(PROBLEM TO SOLVE): From the data below, copy out every line in which the word "fixed" occurs.

Saved data entries
********************

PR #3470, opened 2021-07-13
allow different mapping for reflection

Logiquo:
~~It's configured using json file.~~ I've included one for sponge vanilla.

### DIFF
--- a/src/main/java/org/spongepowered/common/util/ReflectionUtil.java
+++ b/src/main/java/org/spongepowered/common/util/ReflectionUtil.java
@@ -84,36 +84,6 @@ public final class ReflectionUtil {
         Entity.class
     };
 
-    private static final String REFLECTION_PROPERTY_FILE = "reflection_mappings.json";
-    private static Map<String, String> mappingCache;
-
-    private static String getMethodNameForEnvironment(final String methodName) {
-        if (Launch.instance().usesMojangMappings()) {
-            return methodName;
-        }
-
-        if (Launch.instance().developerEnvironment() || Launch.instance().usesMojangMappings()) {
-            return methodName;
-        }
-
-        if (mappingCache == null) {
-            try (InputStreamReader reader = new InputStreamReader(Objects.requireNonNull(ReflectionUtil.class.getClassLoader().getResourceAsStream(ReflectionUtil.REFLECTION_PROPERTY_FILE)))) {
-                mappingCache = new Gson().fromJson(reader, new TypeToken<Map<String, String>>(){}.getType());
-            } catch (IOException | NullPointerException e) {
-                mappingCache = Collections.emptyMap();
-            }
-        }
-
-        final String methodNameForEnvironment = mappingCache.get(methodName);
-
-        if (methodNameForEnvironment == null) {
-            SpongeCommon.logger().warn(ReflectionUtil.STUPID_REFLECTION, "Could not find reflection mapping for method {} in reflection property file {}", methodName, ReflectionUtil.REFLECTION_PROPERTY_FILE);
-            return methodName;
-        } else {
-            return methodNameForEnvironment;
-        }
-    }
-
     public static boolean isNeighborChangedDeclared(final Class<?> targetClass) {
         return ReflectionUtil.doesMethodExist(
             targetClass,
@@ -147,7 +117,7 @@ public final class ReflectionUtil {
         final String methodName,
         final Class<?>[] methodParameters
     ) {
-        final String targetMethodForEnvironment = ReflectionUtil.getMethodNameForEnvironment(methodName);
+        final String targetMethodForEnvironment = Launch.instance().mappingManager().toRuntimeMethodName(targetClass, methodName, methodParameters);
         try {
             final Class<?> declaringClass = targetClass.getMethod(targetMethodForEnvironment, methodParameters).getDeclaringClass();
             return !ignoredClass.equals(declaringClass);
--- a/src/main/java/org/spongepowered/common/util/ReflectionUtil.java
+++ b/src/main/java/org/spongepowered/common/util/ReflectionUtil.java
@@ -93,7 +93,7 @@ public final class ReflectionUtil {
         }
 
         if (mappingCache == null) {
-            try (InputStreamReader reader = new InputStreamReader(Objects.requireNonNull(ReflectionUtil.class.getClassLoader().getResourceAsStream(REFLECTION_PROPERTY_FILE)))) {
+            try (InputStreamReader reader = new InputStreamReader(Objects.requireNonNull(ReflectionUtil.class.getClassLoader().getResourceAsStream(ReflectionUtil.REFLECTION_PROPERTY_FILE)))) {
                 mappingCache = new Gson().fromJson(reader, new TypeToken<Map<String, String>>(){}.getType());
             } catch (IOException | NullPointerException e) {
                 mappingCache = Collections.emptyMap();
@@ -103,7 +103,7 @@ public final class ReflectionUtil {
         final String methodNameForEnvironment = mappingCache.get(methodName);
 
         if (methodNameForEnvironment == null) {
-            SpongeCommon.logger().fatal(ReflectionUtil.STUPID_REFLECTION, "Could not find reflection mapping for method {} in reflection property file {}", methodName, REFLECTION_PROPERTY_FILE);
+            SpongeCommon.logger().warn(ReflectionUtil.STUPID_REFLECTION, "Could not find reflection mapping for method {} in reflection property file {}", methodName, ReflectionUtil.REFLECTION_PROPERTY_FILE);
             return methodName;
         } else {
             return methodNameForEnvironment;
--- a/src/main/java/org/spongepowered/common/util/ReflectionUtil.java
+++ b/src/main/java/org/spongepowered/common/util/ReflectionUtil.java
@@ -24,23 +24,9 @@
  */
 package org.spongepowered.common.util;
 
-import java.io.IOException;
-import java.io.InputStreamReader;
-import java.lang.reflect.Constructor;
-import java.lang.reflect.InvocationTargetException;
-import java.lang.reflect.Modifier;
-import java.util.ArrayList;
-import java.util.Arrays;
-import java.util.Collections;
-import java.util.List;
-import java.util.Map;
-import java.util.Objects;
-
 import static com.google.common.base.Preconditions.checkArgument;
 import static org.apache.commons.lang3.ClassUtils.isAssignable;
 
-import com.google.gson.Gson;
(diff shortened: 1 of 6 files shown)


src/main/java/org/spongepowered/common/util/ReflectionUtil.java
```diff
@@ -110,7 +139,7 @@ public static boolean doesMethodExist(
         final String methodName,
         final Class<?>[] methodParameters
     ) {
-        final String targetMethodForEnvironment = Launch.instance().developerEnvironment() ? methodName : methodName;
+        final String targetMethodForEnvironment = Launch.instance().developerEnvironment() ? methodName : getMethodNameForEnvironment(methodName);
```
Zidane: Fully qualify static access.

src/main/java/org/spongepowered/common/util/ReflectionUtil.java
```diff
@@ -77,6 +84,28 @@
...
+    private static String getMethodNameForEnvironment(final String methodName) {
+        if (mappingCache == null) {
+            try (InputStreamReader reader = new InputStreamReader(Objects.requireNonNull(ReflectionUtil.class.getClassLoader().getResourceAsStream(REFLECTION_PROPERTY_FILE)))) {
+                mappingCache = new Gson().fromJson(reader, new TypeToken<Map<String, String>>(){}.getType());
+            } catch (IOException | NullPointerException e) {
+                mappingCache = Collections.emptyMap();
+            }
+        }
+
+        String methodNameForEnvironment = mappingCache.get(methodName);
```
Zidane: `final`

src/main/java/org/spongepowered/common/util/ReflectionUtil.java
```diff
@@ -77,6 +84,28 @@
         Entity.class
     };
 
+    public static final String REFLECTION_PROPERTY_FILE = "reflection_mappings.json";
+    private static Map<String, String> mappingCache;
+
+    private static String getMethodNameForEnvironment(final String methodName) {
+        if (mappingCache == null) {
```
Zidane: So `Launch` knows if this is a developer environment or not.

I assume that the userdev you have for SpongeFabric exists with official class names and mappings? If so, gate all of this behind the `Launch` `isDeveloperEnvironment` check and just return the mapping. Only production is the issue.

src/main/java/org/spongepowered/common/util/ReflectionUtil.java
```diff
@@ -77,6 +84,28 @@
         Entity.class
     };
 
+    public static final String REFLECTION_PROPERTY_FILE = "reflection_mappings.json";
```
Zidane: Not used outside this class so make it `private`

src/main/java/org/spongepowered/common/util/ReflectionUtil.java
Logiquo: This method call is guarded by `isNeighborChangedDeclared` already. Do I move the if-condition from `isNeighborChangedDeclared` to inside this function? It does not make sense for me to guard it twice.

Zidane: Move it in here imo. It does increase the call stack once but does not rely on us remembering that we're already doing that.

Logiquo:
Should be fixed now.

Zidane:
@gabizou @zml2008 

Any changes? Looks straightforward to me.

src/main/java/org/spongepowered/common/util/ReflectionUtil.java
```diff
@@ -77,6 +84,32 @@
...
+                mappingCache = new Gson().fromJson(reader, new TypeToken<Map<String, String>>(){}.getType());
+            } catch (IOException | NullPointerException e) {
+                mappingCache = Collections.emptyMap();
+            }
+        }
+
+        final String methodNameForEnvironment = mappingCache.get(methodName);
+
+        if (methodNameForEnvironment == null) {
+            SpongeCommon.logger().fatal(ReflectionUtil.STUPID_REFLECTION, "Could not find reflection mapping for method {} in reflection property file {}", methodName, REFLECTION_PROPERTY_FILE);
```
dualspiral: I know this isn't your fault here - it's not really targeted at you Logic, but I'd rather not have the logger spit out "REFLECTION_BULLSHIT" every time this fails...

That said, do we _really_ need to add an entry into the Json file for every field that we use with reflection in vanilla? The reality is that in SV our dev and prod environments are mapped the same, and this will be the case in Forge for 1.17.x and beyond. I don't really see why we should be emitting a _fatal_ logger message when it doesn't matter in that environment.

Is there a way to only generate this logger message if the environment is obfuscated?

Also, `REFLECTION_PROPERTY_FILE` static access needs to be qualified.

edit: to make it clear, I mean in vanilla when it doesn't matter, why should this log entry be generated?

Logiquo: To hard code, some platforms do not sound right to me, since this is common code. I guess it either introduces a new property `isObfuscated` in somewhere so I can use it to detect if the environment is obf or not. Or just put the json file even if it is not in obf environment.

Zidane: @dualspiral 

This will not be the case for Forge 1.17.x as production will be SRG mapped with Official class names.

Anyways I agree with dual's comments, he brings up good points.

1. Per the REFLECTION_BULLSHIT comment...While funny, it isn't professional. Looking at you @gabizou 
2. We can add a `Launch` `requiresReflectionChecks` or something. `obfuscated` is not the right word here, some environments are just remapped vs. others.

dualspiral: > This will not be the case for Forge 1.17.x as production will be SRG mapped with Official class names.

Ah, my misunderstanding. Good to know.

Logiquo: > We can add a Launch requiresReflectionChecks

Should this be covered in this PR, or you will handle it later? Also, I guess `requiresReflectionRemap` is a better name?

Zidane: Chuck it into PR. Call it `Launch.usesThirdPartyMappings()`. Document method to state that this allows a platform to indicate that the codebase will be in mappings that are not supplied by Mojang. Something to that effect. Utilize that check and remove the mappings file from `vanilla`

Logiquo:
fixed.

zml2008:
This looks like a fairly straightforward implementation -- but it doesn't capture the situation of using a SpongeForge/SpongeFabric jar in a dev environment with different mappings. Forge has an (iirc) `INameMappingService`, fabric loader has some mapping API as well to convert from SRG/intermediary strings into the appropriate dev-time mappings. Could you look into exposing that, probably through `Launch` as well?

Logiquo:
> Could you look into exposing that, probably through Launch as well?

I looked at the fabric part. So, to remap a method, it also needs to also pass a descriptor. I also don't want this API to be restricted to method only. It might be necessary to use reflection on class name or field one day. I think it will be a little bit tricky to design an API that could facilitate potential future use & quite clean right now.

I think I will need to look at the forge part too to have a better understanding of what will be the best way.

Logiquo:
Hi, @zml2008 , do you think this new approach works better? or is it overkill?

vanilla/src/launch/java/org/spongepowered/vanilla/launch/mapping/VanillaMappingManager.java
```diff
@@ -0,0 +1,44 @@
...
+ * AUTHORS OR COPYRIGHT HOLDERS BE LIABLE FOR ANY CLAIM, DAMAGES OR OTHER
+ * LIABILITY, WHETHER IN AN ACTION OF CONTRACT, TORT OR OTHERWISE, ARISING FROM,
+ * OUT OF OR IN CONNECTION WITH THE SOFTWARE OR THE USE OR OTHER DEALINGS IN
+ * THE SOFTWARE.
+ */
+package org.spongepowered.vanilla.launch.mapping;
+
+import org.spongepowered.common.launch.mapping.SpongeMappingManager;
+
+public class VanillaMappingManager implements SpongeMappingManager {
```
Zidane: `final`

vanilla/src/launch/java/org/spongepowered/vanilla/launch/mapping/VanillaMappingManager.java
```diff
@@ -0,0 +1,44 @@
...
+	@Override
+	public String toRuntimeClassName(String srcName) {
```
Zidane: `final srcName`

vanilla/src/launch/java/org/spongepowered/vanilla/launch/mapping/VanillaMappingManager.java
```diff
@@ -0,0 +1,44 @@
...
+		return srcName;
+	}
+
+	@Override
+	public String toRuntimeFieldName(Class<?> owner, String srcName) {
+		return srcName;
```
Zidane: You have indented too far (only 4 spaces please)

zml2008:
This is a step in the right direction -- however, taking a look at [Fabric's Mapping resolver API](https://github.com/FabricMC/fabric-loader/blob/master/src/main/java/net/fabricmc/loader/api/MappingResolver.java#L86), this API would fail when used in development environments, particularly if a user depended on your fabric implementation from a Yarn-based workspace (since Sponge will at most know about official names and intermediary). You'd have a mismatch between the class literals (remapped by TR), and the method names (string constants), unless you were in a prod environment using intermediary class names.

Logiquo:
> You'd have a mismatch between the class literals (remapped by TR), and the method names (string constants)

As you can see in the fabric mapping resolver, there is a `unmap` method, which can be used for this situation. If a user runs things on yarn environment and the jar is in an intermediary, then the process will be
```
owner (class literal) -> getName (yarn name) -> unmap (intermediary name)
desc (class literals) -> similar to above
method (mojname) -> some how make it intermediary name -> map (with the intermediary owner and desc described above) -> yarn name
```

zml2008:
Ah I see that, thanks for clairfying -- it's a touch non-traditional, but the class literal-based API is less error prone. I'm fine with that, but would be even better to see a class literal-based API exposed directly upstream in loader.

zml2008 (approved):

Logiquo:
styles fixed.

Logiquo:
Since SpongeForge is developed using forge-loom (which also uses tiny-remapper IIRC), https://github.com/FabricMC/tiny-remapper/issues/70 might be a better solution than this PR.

********************

(OUTPUT):
Should be fixed now.
fixed.
styles fixed.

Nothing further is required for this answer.